FIG. 7 is a diagram showing bit combining in a combining circuit.

[Explanation of Codes] 2 Blocking Circuit 3 DCT Circuit 4 Quantizer 5 Separation Circuit 6 VLC Circuit 8 FLC Circuit 11 Mode Change Switch 21 Mode Detection Circuit 23 VLD Circuit 25 FLD Circuit 27 Inverse Quantization Circuit 28 IDCT Circuit 29 Inverse Block Circuit

─────────────────────────────────────────────────── ─── Continuation of the front page (51) Int.Cl. ⁶ Identification code Internal reference number FI Technical indication H04N 7/133 Z

Claims (3)

[Claims] 1. An orthogonal transformer that orthogonally transforms input image data block by block, a quantizer that quantizes output data of the orthogonal transformer, and a quantizer output that is separated into upper bits and lower bits. Separation circuit, variable-length encoder for variable-length encoding the high-order bit output of the separation circuit, first recording head for recording the variable-length encoded data on a recording medium, and low-order bit output of the separation circuit Fixed-length encoder for fixed-length encoding, a second recording head for recording the fixed-length encoded data on the recording medium, and a first reproducing head for reproducing variable-length encoded data from the recording medium.
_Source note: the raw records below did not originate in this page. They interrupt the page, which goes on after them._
PR #202, opened 2026-08-20
prompt: force executor delegation and preserve reported units

keceli:
Two related failure modes in the multi-agent prompts:

1. The planner would sometimes answer computational chemistry questions from its own knowledge instead of dispatching to executor agents, since it is confident about common molecules. Add an explicit DELEGATION POLICY stating that executor results are the only source of truth, including the "even if you believe you know the answer" case that drives the shortcut.

2. Agents would silently convert units (eV <-> kJ/mol, etc.) while summarizing or aggregating, making values hard to trace back to the tool output that produced them. Add a units rule at every stage that touches a value: - executor: report tool output in original units/precision - planner AGGREGATION (FINISH): no conversion when composing the final answer - aggregator (legacy alias): same rule - formatter: copy value and unit verbatim into the response schema

The conversion rule allows two escapes: an explicit user request, or combining values with no common unit, in which case the conversion must be stated.

The units rule and delegation policy are placed outside the blocks that get_planner_prompt(human_supervised=False) strips, so both survive in the unsupervised prompt.

## Type of change

- [ ] Bug fix
- [ ] New feature
- [ ] Docs
- [ ] Chore / refactor / CI

## Checklist

- [ ] `ruff check .` passes
- [ ] Added/updated tests for the change

### DIFF
--- a/src/chemgraph/prompt/multi_agent_prompt.py
+++ b/src/chemgraph/prompt/multi_agent_prompt.py
@@ -9,6 +9,9 @@ You are an expert in computational chemistry and the **Planner** responsible for
 
 Your role is to act as a router that decomposes user queries into independent subtasks, dispatches them to executor agents, and decides when the workflow is complete.
 
+### DELEGATION POLICY (critical):
+You do NOT execute tools yourself. For any question involving computed properties, molecular data, or simulation results, you MUST dispatch tasks to executor agents and base your answer on their results — even if you believe you already know the answer. Your internal chemistry knowledge may be outdated or wrong; executor results are the only source of truth. Never answer computational questions directly from memory, and never fabricate or anticipate an executor's result.
+
 ### STATE TRANSITION RULES:
 
 **PHASE 1: Task Decomposition (First invocation)**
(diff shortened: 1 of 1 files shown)


src/chemgraph/prompt/multi_agent_prompt.py
```diff
@@ -135,19 +140,24 @@ def get_planner_prompt(human_supervised: bool = True) -> str:
 
 # Legacy alias — the aggregator role is now handled by the planner on FINISH.
 aggregator_prompt = """
```
tdpham2, line 142: The aggregator_prompt is actually not used in the multi-agent graph anymore (and should have been removed) after the last update aimed to fix the graph. You can see the architecture here:

https://github.com/argonne-lcf/ChemGraph/blob/b2db4f6648881f5c064aae8fffb950e605e12fed/src/chemgraph/graphs/multi_agent.py

The unit change is only needed in the planner prompt.

src/chemgraph/prompt/multi_agent_prompt.py
```diff
@@ -9,6 +9,9 @@
 
 Your role is to act as a router that decomposes user queries into independent subtasks, dispatches them to executor agents, and decides when the workflow is complete.
 
+### DELEGATION POLICY (critical):
```
tdpham2, line 12: We discussed about this a long time ago, and we agreed let the planner_agent to have some freedom in deciding whether it should call the executor or not. For example, it should answer "easy" question without having to invoke the executor. 

I think this will help improve the benchmark performance - but just so you understand why I didn't harden the prompt here. We can also enforce the planner -> executor directly in the graph by making their connection a direct edge instead of conditional edge.

keceli: I think it should stay as conditional since some questions might not be answered by the executors when we don't have the relevant tool. But when there is a tool, it should go for it.

keceli: Single agent has "Base all responses strictly on actual tool outputs—never fabricate results, coordinates or SMILES string." I think that prevented it from made up SMILES.

Issue #183, opened 2017-06-16
Kopernicus not setting biome displayname


DMagic1:
In KSP 1.3 biomes now have a localized name field.

[CBAttributeMapSO.MapAttribute.displayName](https://kerbalspaceprogram.com/api/class_c_b_attribute_map_s_o_1_1_map_attribute.html#ac0c5207b4a1257f963f805274a094a47)

This is read for science results among other things.

The BiomeLoader class doesn't appear to handle this, only setting the regular name field.

An option to set a display name would be good for localization, but it should at least set the display name using the regular name field by default.

StollD:
Done by @Sigma88

PR #184, opened 2017-06-17
attempt to solve #183

Sigma88:


Kopernicus/Kopernicus/Configuration/PropertiesLoader.cs
```diff
@@ -209,7 +209,7 @@ public NumericParser<double> navballSwitchRadiusMultLow
 
             // Biomes of this body
             [PreApply]
-            [ParserTargetCollection("Biomes", nameSignificance = NameSignificance.None)]
+            [ParserTargetCollection("Biomes", nameSignificance = NameSignificance.Key, key = "Biome")]
```
StollD: Please revert that. It isn't actually needed, but it will break those mods who use different names

Issue #190, opened 2017-07-04
Cannot use BUILTIN map in more than one PQS mod: "Operation is not valid due to the current state of the object"


gordonfpanam:
When I try to use the same built-in height map for more than one PQS object on a given world, Kopernicus will throw an exception when attempting to use that map more than once.

```
Body
{
   PQS
   {
      Mods
      {
         LandControl
         {
            heightMap = BUILTIN/[example_height]
         }
         VertexHeightMap
         {
            map = BUILTIN/[example_height]
         }
      }
   }
   Ocean
   {
      Mods
      {
         RemoveQuadMap
         {
            map = BUILTIN/[example_height]
         }
      }
   }
}
```
Doing this will cause an exception when Kopernicus encounters the second use of BUILTIN/[example_height] here. A more complete example is available in my [Alien Space Programs](https://github.com/gordonfpanam/Alien-Space-Programs) fork.

I tested this with BUILTIN/kerbin_height_new and with BUILTIN/desertplanet_height at least, and get the same behaviour. This behaviour does not occur with external images. It also doesn't appear to occur with ScaledVersion { Material {} }, where I can use things like BUILTIN/KerbinScaledSpace300 for both texture and mainTex settings, and BUILTIN/KerbinScaledSpace401 for both normals and bumpMap settings.

It also doesn't matter when the second usage occurs; I could put VertexHeightMap before LandControl and get the exception to occur in the LandControl section. I could substitute an external file at any point and avoid the exception, as long as the BUILTIN object is used only once.

I wouldn't be trying such a thing, except this is what kittopia-tech spits out when I save a stock world's configuration for use later. I'm also trying to make a Kerbin clone without the Kerbin template to avoid issue #186. Using the built-in maps would save a lot of memory in-game, and disk space overall, when trying to clone the stock worlds.

I tested this as far back as Kopernicus 1.2.2-1, and every iteration up to 1.2.2-9 on KSP 1.2.2 and 1.3.0-4 on KSP 1.3.

Sigma88:
@gordonfpanam could you try this version of Kopernicus and let me know if it solves your issue?

[KopernicusTESTSolve190.zip](https://github.com/Kopernicus/Kopernicus/files/1121985/KopernicusTESTSolve190.zip)

gordonfpanam:
This is definitely an improvement. I can access BUILTIN/kerbin_height_new and BUILTIN/desertplanet_height more than once now.

[...]

PR #191, opened 2017-07-04
Don't Rename Stock Textures

Sigma88:
this solves #190 

@StollD I can't see any reasons why the lines I deleted were there, so if you know why they are needed and this PR could break something else, feel free to close it

### DIFF
--- a/Kopernicus/Kopernicus/Configuration/Parser/BuiltinTypeParsers.cs
+++ b/Kopernicus/Kopernicus/Configuration/Parser/BuiltinTypeParsers.cs
@@ -75,12 +75,12 @@ namespace Kopernicus
         public class Texture2DParser : IParsable
         {
             public Texture2D value;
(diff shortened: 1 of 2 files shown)


Kopernicus/Kopernicus/Configuration/Parser/BuiltinTypeParsers.cs
```diff
@@ -142,7 +142,7 @@ public void SetFromString(string s)
 
                 if (s.StartsWith("BUILTIN/"))
                 {
-                    s.Replace("BUILTIN/", "");
+                    s = s.Length == 8 ? "" : s.Substring(8);
```
StollD: Umm, this is the same as `s = s.Substring(8);`, since s.Substring(s.Length) returns "".
And it cannot be less than 8 chars

PR #199, opened 2017-07-30
Test

Sigma88:


Sigma88:
for some reason this solves the nullref exceptions

but basically it reverts all stuff you (@stolld) added between 1.3.0-4 and now.

PR #201, opened 2017-08-03
Add properties for a thick ring

HebaruSan:
This patch extends Ring and RingLoader:

- Support thickness, i.e. a distance between the top and bottom face of the ring, with inner and outer faces added in between
- Support for tiling the texture onto the various faces of the resulting cylinder
- Support for giving each ring its own rotation period

The changes are designed to be backwards compatible; existing planets will not be changed unless they are modified to support the new features (tested with JoolRings from KopernicusExamples). Also hoped to be future compatible with features like ring-on-ring shadows and a solid landable terrain surface.

Intended for visualizing classic fictional megastructures, for example:

ringworld_screenshot

(I'll be releasing the config for that screenshot as a separate mod if this patch is merged.)

### DIFF
--- a/Kopernicus/Kopernicus.Components/Ring.cs
+++ b/Kopernicus/Kopernicus.Components/Ring.cs
@@ -4,7 +4,7 @@
  * Created by: BryceSchroeder and Teknoman117 (aka. Nathaniel R. Lewis)
  * Maintained by: Thomas P., NathanKell and KillAshley
  * Additional Content by: Gravitasi, aftokino, KCreator, Padishar, Kragrathea, OvenProofMars, zengei, MrHappyFace, Sigma88
- * ------------------------------------------------------------- 
+ * -------------------------------------------------------------
  * This library is free software; you can redistribute it and/or
  * modify it under the terms of the GNU Lesser General Public
  * License as published by the Free Software Foundation; either
@@ -19,11 +19,11 @@
  * License along with this library; if not, write to the Free Software
  * Foundation, Inc., 51 Franklin Street, Fifth Floor, Boston,
  * MA 02110-1301  USA
- * 
+ *
  * This library is intended to be used as a plugin for Kerbal Space Program
  * which is copyright 2011-2015 Squad. Your usage of Kerbal Space Program
  * itself is governed by the terms of its EULA, not the license above.
- * 
+ *
  * https://kerbalspaceprogram.com
  */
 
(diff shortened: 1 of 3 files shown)


HebaruSan:
These texture tiling changes also allow traditional rings to add "horizontal" detailing, since the full texture is now applied as an area rather than just one linear sample; here's JoolRings after a "tiles = 5" line is added:

jool-weird-rings

HebaruSan:
Added per-ring rotation period configuration in latest commit to support rotation speeds other than 0 and parent-matching.

HebaruSan:
@PhineasFreak , how do you add inclination to a ring? Is it the `angle` property?

Poodmund:
Yes, the angle property denotes the inclination of the ring in degrees, 0 being perpendicular to the planets rotational axis.

HebaruSan:
OK, I think that's relatively easy to do; see below for some thick tiled JoolRings with rotation and inclination. Can anyone please provide a confirmed-broken config that I can test to make sure it's working as desired?

rings_of_uranus

HebaruSan:
On second look, the changes I've made aren't very different from what the old code was doing for lockRotation=true, so they probably don't fix this issue. I'll need good instructions for how to reproduce this issue if you want it fixed.

HebaruSan:
@PhineasFreak , are you sure about the problem with the LAN? I found this post on the forum which seems to suggest that inclined rings have already been done this way, and that the problem isn't that the LAN can change, but that you can't change it in the Kopernicus cfg files. Adding a setting for LAN would be straightforward, if that's what's needed.

http://forum.kerbalspaceprogram.com/index.php?/topic/140580-130-122-kopernicus-release-4-june-15/&do=findComment&comment=3130510

PhineasFreak:
@HebaruSan I may be wrong about the LAN but i did find a post by the user **OhioBob** that describes the problem exactly:

http://forum.kerbalspaceprogram.com/index.php?/topic/140580-130-122-kopernicus-release-4-june-15/&do=findComment&comment=2805897

It is an old post but i am not sure if anyone ever took a look at it.

My idea was that the ring would stay locked so that it will never end up being half in the dark and half in the light side of the body (much like how ISS always has the cupola facing the surface of the Earth).

I will post some reference screenshots of Uranus later when i will have access to my workstation.

HebaruSan:
Thanks for that link! I was able to observe the issue with the JoolRings example by changing Laythe's inclination and using its orbit as a reference plane. Indeed, the ring's LAN does jump around from one restart to the next, and I now have the screenshots to prove it. (Of course, figuring out why is another question entirely...)

HebaruSan:
A fix for the LAN issue is now available in #204, and I've merged it into this PR as well to avoid future conflicts. (I also deleted some of my replies here that were no longer useful.)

A variable length decoder for variable length decoding the reproduced variable length encoded data, a second reproducing head for reproducing fixed length encoded data from the recording medium, and the reproduced fixed length encoded data Fixed length Fixed-length decoder, a combining circuit that combines data from the variable-length decoder output and the fixed-length decoder output, an inverse quantizer that inversely quantizes the combining circuit output, and the inverse quantizer With an inverse orthogonal transformer that outputs the image data by inverse orthogonal transforming the output of the device, during recording,
In the first recording mode, only the variable length coded data is recorded, and in the second recording mode the variable length coded data,
And both the fixed-length encoded data are recorded, and at the time of reproduction, the synthesizing circuit, when the recording medium is recorded in the first recording mode, the upper bits are the variable-length decoder output, The lower bit is output as 0, and when the recording medium is recorded in the second recording mode, the upper bit is combined with the variable length decoder output and the lower bit is combined with the fixed length decoder output and output. An image compression recording / reproducing apparatus characterized by the above. 2. A quantizer adaptively changes a quantization characteristic in accordance with a characteristic of input image data, and a separation circuit determines a bit allocation of lower bits in accordance with the quantization characteristic. The image compression recording / reproducing apparatus according to claim 1. 3. An orthogonal transformer that orthogonally transforms input image data block by block, a quantizer that quantizes output data of the orthogonal transformer, and a quantizer output that is separated into upper bits and lower bits. Separation circuit, a first recording head for recording the upper bit data of the separation circuit on a recording medium, a second recording head for recording the lower bit data of the separation circuit on the recording medium, and an upper layer than the recording medium A first reproducing head for reproducing bit data, a second reproducing head for reproducing lower bit data from the recording medium, a synthesizing circuit for synthesizing data from the reproduced upper bit data and lower bit data, An inverse quantizer for dequantizing a synthesis circuit output, and an inverse orthogonal transformer for inverse orthogonal transforming the inverse quantizer output to output image data, and And a second recording mode for recording both the high-order bit data and the low-order bit data, the separation circuit rounds and outputs the high-order bits, and the combining circuit In the case of reproducing the second recording mode, when the maximum digit of the lower bit is 1, the image compression recording / reproducing apparatus is characterized in that after subtracting 1 from the upper bit, it is combined and outputted.